• WHAT IS EXPECTED: Please report, as a bare number, how many lines below include the string "against".

(Dataset entries)
PR #3155, opened 2026-07-17
fix(validation): detect uncommitted workflow changes in pre_pr (#3134)

### LINKED ISSUE #3134: pre_pr.py misses staged, unstaged, and untracked workflow changes
## Problem

`validate_workflow_local_run()` only inspects `git diff --name-only <base>...HEAD`. It sees committed branch changes, but it ignores staged, unstaged, and untracked workflow files. Running `pre_pr.py` before committing a workflow edit can therefore report success without executing actionlint or the act dry run.

## Repro

An isolated repository was created with one committed workflow and a sentinel `scripts/validation/run_workflow_local_test.py` that exits 1 if invoked. After appending an unstaged workflow edit:

```text
$ git status --short
 M .github/workflows/repro.yml
$ git diff --name-only
.github/workflows/repro.yml
```

Calling the repository function against that checkout produced:

```text
No changed workflow files; nothing to run locally.
result=True
```

The sentinel runner was not invoked. This reproduces the behavior recorded while preparing PR #3125.

## Evidence

- `scripts/validation/checks_plugin.py:252-255` runs only `git diff --name-only <base>...HEAD`.
- The changed-file list therefore excludes the index, worktree, and untracked files.
- Issue #2571 fixed the branch-upstream comparison, but its committed-diff solution still omits local edits.

## Impact

`pre_pr.py` is the required shift-left gate. A developer can run it after editing a workflow, see a pass, and commit a workflow that never received the advertised local validation. The failure then moves to pre-push or CI.

## Expected

Workflow change detection must include every local file state that could enter the next commit.

## Suggested fix

Build a deduplicated union of:

1. Committed branch changes from `<base>...HEAD`.
2. Staged changes from `git diff --cached --name-only`.
3. Unstaged changes from `git diff --name-only`.
4. Untracked workflows from `git ls-files --others --exclude-standard`.

Filter deleted paths before invoking the runner. Keep path containment checks inside `run_workflow_local_test.py`.

## Acceptance

- A committed workflow change runs the local workflow gate.
- A staged workflow change runs it before commit.
- An unstaged workflow change runs it before staging.
- An untracked workflow runs it.
- A deleted workflow does not pass a missing path to the runner.
- Duplicate paths across committed, staged, and unstaged sets run once.
- A repo with no workflow changes retains the current fast skip.

rjmurillo:
## Summary

`pre_pr`'s workflow local-run gate only diffed the committed range
(`base...HEAD`). A workflow change that was staged, unstaged, or untracked was
reported as "No changed workflow files" and skipped, so `pre-push` later flagged
it. That defeats the shift-left intent: the same edit should be caught at
`pre_pr` time, not at push time.

## Fix

Extract `_collect_changed_workflow_files(repo_root, base_ref)`, which unions:

1. the committed branch range (`base...HEAD`),
2. staged files (`git diff --cached`),
3. unstaged files (`git diff`), and
4. untracked files (`git ls-files --others --exclude-standard`).

It dedupes on first occurrence, then filters to existing
`.github/workflows/*.{yml,yaml}`. Deleted paths drop out via the `is_file`
check, so a removed workflow never reaches the runner.

Fail-open behavior is preserved: the committed-range diff still returns `None`
on failure (the caller warns and skips). The three local-state sources are
additive, so a non-zero exit in any one contributes nothing instead of masking
real changes from the others.

## Tests

Nine regression tests over a real isolated git repo (hermetic identity, no
signing) cover: committed, staged, unstaged, untracked, deleted-dropped,
dedup-across-states, non-workflow-ignored, no-change, and
committed-diff-failure fail-open. The pre-existing wrapper test still passes.

Verified locally: 10 passed, `ruff` clean, `mypy` clean.

Fixes #3134

### DIFF
--- a/scripts/validation/checks_plugin.py
+++ b/scripts/validation/checks_plugin.py
@@ -222,6 +222,53 @@ def _is_linked_worktree(repo_root: Path) -> bool:
     return git_dir_path.resolve() != git_common_dir_path.resolve()
 
 
+def _collect_changed_workflow_files(repo_root: Path, base_ref: str) -> list[str] | None:
+    """Deduplicated workflow files changed across every local git state.
+
+    Unions the committed branch range (``base_ref...HEAD``) with staged,
+    unstaged, and untracked files so ``pre_pr`` validates a workflow edit that
+    has not been committed yet (issue #3134). Deleted paths are dropped by the
+    final ``is_file`` check, which keeps a missing path from reaching the
+    runner (the runner rejects paths that escape or do not exist).
+
+    Returns ``None`` when the committed-range diff cannot run, preserving the
+    fail-open skip the caller documented. The three local-state sources are
+    additive: a non-zero exit in any one contributes nothing rather than
+    masking real changes from the others.
+    """
+    committed_code, committed_out, _ = _run_subprocess(
+        ["git", "-C", str(repo_root), "diff", "--name-only", f"{base_ref}...HEAD"]
+    )
+    if committed_code != 0:
+        return None
+
+    blocks = [committed_out]
+    for extra_args in (
+        ["diff", "--cached", "--name-only"],
+        ["diff", "--name-only"],
+        ["ls-files", "--others", "--exclude-standard"],
+    ):
+        code, out, _ = _run_subprocess(["git", "-C", str(repo_root), *extra_args])
+        if code == 0:
+            blocks.append(out)
+
+    seen: set[str] = set()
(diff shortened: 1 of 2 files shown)


rjmurillo:
Superseded by #3158, the later and more complete fix for issue #3134. Both PRs are green and target the same issue; closing this one to leave a single PR per issue. This is a duplicate created by a redundant automated rerun. Reopen if you prefer this approach over #3158.

PR #3157, opened 2026-07-17
test(eval): isolate suite dry-run from live git state (Fixes #3138)

### LINKED ISSUE #3138: bug(test): eval-suite dry-run test is not isolated from staged merge changes
## Summary

`TestEvalSuiteAgentsDryRun.test_suite_agents_dry_run_does_not_fail_on_zero_scores` claims that `--base-ref HEAD` guarantees an empty diff regardless of repository state. It does not. During an in-progress merge, staged and working-tree changes remain visible to the suite, so the test classifies live PR files instead of exercising an empty diff.

## Repro

1. Enter a repository with a merge in progress and staged resolutions:

```bash
git merge --no-commit origin/main
# Resolve and stage conflicts, but do not commit yet.
```

2. Run the focused test:

```bash
uv run pytest \
  tests/eval/test_eval_agents_dry_run.py::TestEvalSuiteAgentsDryRun::test_suite_agents_dry_run_does_not_fail_on_zero_scores \
  -q
```

Observed while resolving PR #3097:

```text
1 failed in 0.39s
Suite dry-run with empty diff must exit 0; got 1
WARNING: Failed to parse JSON from eval-agents for SKILL
Category agents: FAIL
```

The in-progress merge brought multiple `SKILL.md` files into the live index. The classifier treated those live changes as agent inputs named `SKILL`.

Controls:

```text
Detached current origin/main with a clean index: 1 passed in 0.58s
Same PR worktree after the merge commit: full suite passed this test
```

## Root cause

The test launches `eval-suite.py` with `cwd=REPO_ROOT` and `--base-ref HEAD`. A diff against `HEAD` includes staged and unstaged changes. It does not mean `HEAD..HEAD` and cannot guarantee an empty diff.

The test therefore depends on external git state that its fixture does not own.

## Impact

- Full-suite validation during merge resolution reports a false eval failure.
- The failure joins 15 LSP guard false failures and makes pre-commit full-suite evidence noisy.
- The error text points at eval JSON parsing, not the live-index dependency, which lengthens diagnosis.

## Proposed fix

- Run this end-to-end case in an isolated temporary git repository with one committed tree and a clean index.
- Alternatively, add an explicit changed-files or diff-file input to `eval-suite.py` and drive the empty-diff case without reading the live checkout.
- Keep a separate test that proves staged files are intentionally included when that behavior is desired.
- Replace the inaccurate comment that `--base-ref HEAD` guarantees an empty diff regardless of repo state.

## Acceptance criteria

- The focused test passes when the outer ai-agents checkout has staged changes or an in-progress merge.
- The empty-diff case remains an end-to-end suite invocation.
- A separate test covers real staged-change classification without depending on the developer checkout.

rjmurillo:
## Summary

`eval-suite.py --scope agents --dry-run --base-ref HEAD` did not guarantee an empty diff. `git diff --name-only HEAD` includes staged and unstaged edits, so during an in-progress merge live agent/skill files were classified as agent inputs and the dry-run false-failed with an all-zero weak-spot FAIL.

## Root cause

`detect_changed_files` runs `git diff` with `cwd=REPO_ROOT` derived from the script location, so a temp working directory cannot isolate it. The test comment claimed `--base-ref HEAD` yields an empty diff regardless of repo state; that is false whenever the index or working tree diverges from HEAD (staged merge resolutions, unstaged edits).

## Fix

- Add an explicit `--changed-files-from <path>` input that reads the changed-file list from a file instead of running git diff. Empty file means no changes.
- Drive the empty-diff acceptance case through an empty file, reproducing the original intent without reading the live checkout.
- Add a classifier test proving explicitly provided agent files are still included (the empty case is empty because the list is empty, not because classification broke).
- Replace the inaccurate comment.

## Verification

- 11 tests pass (was 7; +4 for the explicit-input path and classification).
- ruff and mypy clean on both files.
- Empirical: in an isolated temp repo with a simulated in-progress merge and a staged agent edit, the old `--base-ref HEAD` path sees the agent file (non-empty, would false-fail) while the new empty `--changed-files-from` file sees nothing (exit 0).

Fixes #3138

### DIFF
--- a/scripts/eval/eval-suite.py
+++ b/scripts/eval/eval-suite.py
@@ -84,6 +84,20 @@ def detect_changed_files(base_ref: str) -> list[str]:
     return sorted(set(committed + staged))
 
 
+def read_changed_files(source: str) -> list[str]:
+    """Read a newline-delimited changed-file list from ``source``.
+
+    Explicit alternative to :func:`detect_changed_files` for callers that must
+    not depend on the live checkout's git state (issue #3138). Blank lines are
+    dropped; an empty or whitespace-only file yields an empty list, which the
+    classifier treats as "nothing changed". Paths are returned deduplicated and
+    sorted to match :func:`detect_changed_files`.
+    """
+    text = Path(source).read_text(encoding="utf-8")
+    files = [line.strip() for line in text.splitlines()]
+    return sorted({path for path in files if path})
+
+
 # ---------------------------------------------------------------------------
 # Change classification
 # ---------------------------------------------------------------------------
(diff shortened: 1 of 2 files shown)


rjmurillo:
Superseded by #3163, the later and more complete fix for issue #3138. Both PRs are green and target the same issue; closing this one to leave a single PR per issue. This is a duplicate created by a redundant automated rerun. Reopen if you prefer this approach over #3163.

• RESPONSE TO THE EXERCISE: 2